U dont want to be looking at another dress with kind of a little regret and viewing it as second best. 

The way ive looked at my wedding is i want to have no regrets or if onlys when i come to my big day xxx


----------



## xMissxZoiex

YES you are CRAZY :haha:

If your orignal budget was 1000 and now your looking at more than doubling that, My dress is costing £99 and its custom made.... Its from ebay, maybe you could send a picture and ask them if they could make it for you!!!. That might save you £1500.

Personally i wouldnt do it... like you say ONE dress, ONE day, to be worn ONCE. You probibly wouldnt even look at it from one year to the next.

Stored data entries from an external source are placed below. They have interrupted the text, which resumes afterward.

PR #289, opened 2023-05-06
zpool: Fix incorrect error set in requireLiveHandle

chip2n:
I noticed that `requireLiveHandle` (as well as `getColumns` and probably more) could return `error.PoolIsFull`. I switched from the explicit `Error!...` to an implicit error set to fix this.

I also see that the possible errors are listed in the documentation, but maybe it would be better to remove those and use an explicit error set (one that doesn't include `error.PoolIsFull`). Then `Error` could be defined as, for example, `error{PoolIsFull} || HandleError`. Let me know if you'd prefer that solution and I can update this PR :)

### DIFF
--- a/libs/zpool/src/pool.zig
+++ b/libs/zpool/src/pool.zig
@@ -1,7 +1,8 @@
 const std = @import("std");
 
-pub const PoolError = error{
-    PoolIsFull,
+pub const PoolError = error{PoolIsFull} || HandleError;
+
+pub const HandleError = error{
     HandleIsUnacquired,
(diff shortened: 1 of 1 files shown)


michal-z:
Yes, I would prefer to use explicit error sets. Thanks!

chip2n:
There we go, added explicit error set HandleError for a bunch of functions. I removed the part of the comments mentioning which errors are returned since the type signature should make that clear enough I hope :slightly_smiling_face:

michal-z:
Looks good, thanks!

PR #292, opened 2023-05-09
dxgi: Add support for ReportLiveObjects

gmodarelli:
Hello, I'm trying to add support for `ReportLiveObjects()`, but I'm getting a segmentation fault upon invocation and I can't figure out why.

I hope opening a PR might move things along :)

image

### DIFF
--- a/libs/zd3d12/src/zd3d12.zig
+++ b/libs/zd3d12/src/zd3d12.zig
@@ -609,6 +609,20 @@ pub const GraphicsContext = struct {
             _ = cmdalloc.Release();
         _ = gctx.wic_factory.Release();
         gctx.* = undefined;
+
+        if (enable_debug_layer) {
+            const debug = blk: {
+                var debug: *dxgi.IDebug1 = undefined;
+                hrPanicOnFail(dxgi.GetDebugInterface1(
+                    0,
+                    &dxgi.IID_IDebug1,
+                    @ptrCast(*?*anyopaque, &debug),
+                ));
+                break :blk debug;
+            };
+            _ = debug.ReportLiveObjects(dxgi.DEBUG_ALL, .{ .SUMMARY = true, .DETAIL = true, .IGNORE_INTERNAL = true });
+            _ = debug.Release();
+        }
     }
 
     pub fn beginFrame(gctx: *GraphicsContext) void {
--- a/libs/zd3d12/src/zd3d12.zig
+++ b/libs/zd3d12/src/zd3d12.zig
@@ -51,7 +51,7 @@ pub const GraphicsContext = struct {
     const max_num_buffered_resource_barriers = 16;
 
     device: *d3d12.IDevice9,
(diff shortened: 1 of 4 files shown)


michal-z:
I'm not sure but I think that this is old D3D11 API, for D3D12 we should be using https://learn.microsoft.com/en-us/windows/win32/api/d3d12sdklayers/nf-d3d12sdklayers-id3d12debugdevice-reportlivedeviceobjects

gmodarelli:
Perfect, thanks for the info. I'll update the PR :)

gmodarelli:
I think I've managed to get it to work. I've simulated a leak by not deleting a fence and now I get this message in the debug output window 

image

libs/zd3d12/src/zd3d12.zig
```diff
@@ -608,6 +621,11 @@ pub const GraphicsContext = struct {
         for (gctx.cmdallocs) |cmdalloc|
             _ = cmdalloc.Release();
         _ = gctx.wic_factory.Release();
+
+        if (enable_debug_layer) {
```
michal-z, line 625:
```suggestion
        if (gctx.debug_device) |debug_device| {
```

libs/zd3d12/src/zd3d12.zig
```diff
@@ -51,6 +51,7 @@ pub const GraphicsContext = struct {
     const max_num_buffered_resource_barriers = 16;
 
     device: *d3d12.IDevice9,
+    debug_device: *d3d12.IDebugDevice,
```
michal-z, line 54: Let's make it an optional (`?*d3d12.IDebugDevice`) and set it to `null` when debug layer is disabled. In that way users of `zd3d12` module will know if they can use this field.

michal-z (changes requested):
Thnaks! I've added few comments.

gmodarelli:
Thanks for the review!

libs/zd3d12/src/zd3d12.zig
```diff
@@ -189,6 +190,16 @@ pub const GraphicsContext = struct {
             break :blk device;
         };
 
+        var debug_device: *d3d12.IDebugDevice = undefined;
```
michal-z, line 193:
```suggestion
        var debug_device: ?*d3d12.IDebugDevice = null;
```

libs/zd3d12/src/zd3d12.zig
```diff
@@ -539,6 +550,7 @@ pub const GraphicsContext = struct {
 
         return GraphicsContext{
             .device = device,
+            .debug_device = if (enable_debug_layer) debug_device else null,
```
michal-z, line 553:
```suggestion
            .debug_device = debug_device,
```

michal-z (changes requested):
Just a super minor change. I think this is simpler because we have only one conditional now.

PR #294, opened 2023-05-13
zmath: allow for swapping near and far planes for reverse-z

### LINKED ISSUE #293: zmath: assert prevents reverse depth buffer implementation
Hello, 

I was implementing reverse depth buffer for our renderer and bumped into this assert from `zmath`
https://github.com/michal-z/zig-gamedev/blob/main/libs/zmath/src/zmath.zig#L2266

I need to pass inverted near and far to implement reverse depth buffer. For now I've patched `zmath` locally, but before contributing a PR I wanted to make sure that I was right :)

gmodarelli:
This PR fixes #293


michal-z:
Thanks!

PR #295, opened 2023-05-16
[zglfw] Expose waitEvents/waitEventsTimeout and fix test on X11

gviegas:
Changes two things:
- Exposes `glfwWaitEvents` and `glfwWaitEventsTimeout`
- Makes test more likely to succeed for non-blocking window setters (calls to `glfwSetWindowSize` and `glfwSetWindowPos` are asynchronous on X11)

The test was failing on both native Xorg and Xwayland.


michal-z:
Thanks for the PR!

PR #297, opened 2023-05-17
zphysics: Added a few missing API elements.

Srekel:
I'll likely add more later on, but wanted to get this pushed. 

Added functions:
**JPC_BodyInterface_GetPosition**
**JPC_BodyInterface_GetRotation**

Also added the **JPC_PhysicsUpdateError** return value to **JPC_PhysicsSystem_Update**.

### DIFF
--- a/libs/zphysics/libs/JoltC/JoltPhysicsC.h
+++ b/libs/zphysics/libs/JoltC/JoltPhysicsC.h
@@ -62,7 +62,7 @@ enum
 typedef uint8_t JPC_PhysicsUpdateError;
 enum
 {
-    JPC_PHYSICS_UPDATE_ERROR_NONE               = 0,
+    JPC_PHYSICS_UPDATE_SUCCESS               = 0,
     JPC_PHYSICS_UPDATE_MANIFOLD_CACHE_FULL      = 1 << 0,
     JPC_PHYSICS_UPDATE_BODY_PAIR_CACHE_FULL     = 1 << 1,
     JPC_PHYSICS_UPDATE_CONTACT_CONSTRAINTS_FULL = 1 << 2,
--- a/libs/zphysics/libs/JoltC/JoltPhysicsC.h
+++ b/libs/zphysics/libs/JoltC/JoltPhysicsC.h
@@ -1166,9 +1166,17 @@ JPC_BodyInterface_GetPointVelocity(const JPC_BodyInterface *in_iface,
                                    const JPC_Real in_point[3],
                                    float out_velocity[3]);
 JPC_API void
+JPC_BodyInterface_GetPosition(const JPC_BodyInterface *in_iface,
+                              JPC_BodyID in_body_id,
+                              JPC_Real out_position[3]);
+JPC_API void
 JPC_BodyInterface_GetCenterOfMassPosition(const JPC_BodyInterface *in_iface,
                                           JPC_BodyID in_body_id,
                                           JPC_Real out_position[3]);
+JPC_API void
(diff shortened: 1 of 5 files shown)


libs/zphysics/libs/JoltC/JoltPhysicsC.h
```diff
@@ -59,6 +59,15 @@ enum
     JPC_MAX_PHYSICS_BARRIERS = 8
 };
 
+typedef uint8_t JPC_PhysicsUpdateError;
```
michal-z, line 62:
```suggestion
typedef uint8_t JPC_PhysicsUpdateResult;
```

libs/zphysics/libs/JoltC/JoltPhysicsC.h
```diff
@@ -59,6 +59,15 @@ enum
...
+enum
+{
+    JPC_PHYSICS_UPDATE_ERROR_NONE               = 0,
```
michal-z, line 65:
```suggestion
    JPC_PHYSICS_UPDATE_SUCCESS               = 0,
```

libs/zphysics/libs/JoltC/JoltPhysicsC.h
```diff
@@ -1166,10 +1175,18 @@ JPC_BodyInterface_GetPointVelocity(const JPC_BodyInterface *in_iface,
...
+                              JPC_BodyID in_body_id,
+                              JPC_Real out_position[3]);
+JPC_API void
 JPC_BodyInterface_GetCenterOfMassPosition(const JPC_BodyInterface *in_iface,
                                           JPC_BodyID in_body_id,
                                           JPC_Real out_position[3]);
 JPC_API void
+JPC_BodyInterface_GetRotation(const JPC_BodyInterface *in_iface,
+                              JPC_BodyID in_body_id,
+                              JPC_Real out_rotation[4]);
```
michal-z, line 1188: Rotation always uses floats.
```suggestion
                              float out_rotation[4]);
```

michal-z (changes requested):
Thanks!

Few minor things.
* Rotations always use single precision so we need to use `float` instead of `JPC_Real`
* Let's rename JPC_PhysicsUpdateError -> JPC_PhysicsUpdateResult

libs/zphysics/libs/JoltC/JoltPhysicsC.h
Srekel: This is fine with me (that's what I would have named it too :) ), but just wanted to confirm given that the original enum is called Error:

external\zig-gamedev\libs\zphysics\libs\Jolt\Physics\EPhysicsUpdateError.h

/// Enum used by PhysicsSystem to report error conditions during the PhysicsSystem::Update call. This is a bit field, multiple errors can trigger in the same update.
enum class EPhysicsUpdateError : uint32
{
	None					= 0,			///< No errors
	ManifoldCacheFull		= 1 << 0,		///< The manifold cache is full, this means that the total number of contacts between bodies is too high. Some contacts were ignored. Increase inMaxContactConstraints in PhysicsSystem::Init.
	BodyPairCacheFull		= 1 << 1,		///< The body pair cache is full, this means that too many bodies contacted. Some contacts were ignored. Increase inMaxBodyPairs in PhysicsSystem::Init.
	ContactConstraintsFull	= 1 << 2,		///< The contact constraints buffer is full. Some contacts were ignored. Increase inMaxContactConstraints in PhysicsSystem::Init.
};

michal-z:
@Srekel I did minor tweaks to the PR.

All in all it is your money and your choice :) xxxx


----------



## apaton

I paid £1300 for mine and I've not regretted it , you could always sell it after the wedding to make money back xx


----------



## Arlandria

Our budget was also about 800 having said that I fell in love with 1600 £ dress! And she is beautiful!! Nothing compared to her since so I thought bugger it, I only get married once!!

If its the one - do it x


----------



## beccybobeccy

Thanks folks. I've slept on it and I'm still undecided. I'm going to keep thinking and look at the budget to see where I might find a gap.


----------



## emzky90

Can you afford it? To go so far over budget? If the answer to that is no, then carry on looking. It's not worth getting yourself into debt for! x


----------



## leash27

I would never say you are crazy, the heart wants what it wants :winkwink: Seriously though, is any other dress even likely to compare to this one?? The last thing you want to do is regret going with something cheaper that you don't love!

Perhaps look at other areas that you may be able to shave a little off and make the difference up iykwim? Like for me, we had budgeted £300 for our cake but then I thought about it and decided that spending £300 on a cake that most people won't even eat is just silly so I slashed it in half and asked a friend to do it. The extra £150 I saved has gone towards my accessories now so I am a step closer to convincing OH that £200 for a headband is a total bargain :blush:

Or perhaps go back to the store and try and haggle for some kind of discount?? I got 10% off my dress if I ordered it within a month of visiting the store so it saved me £120!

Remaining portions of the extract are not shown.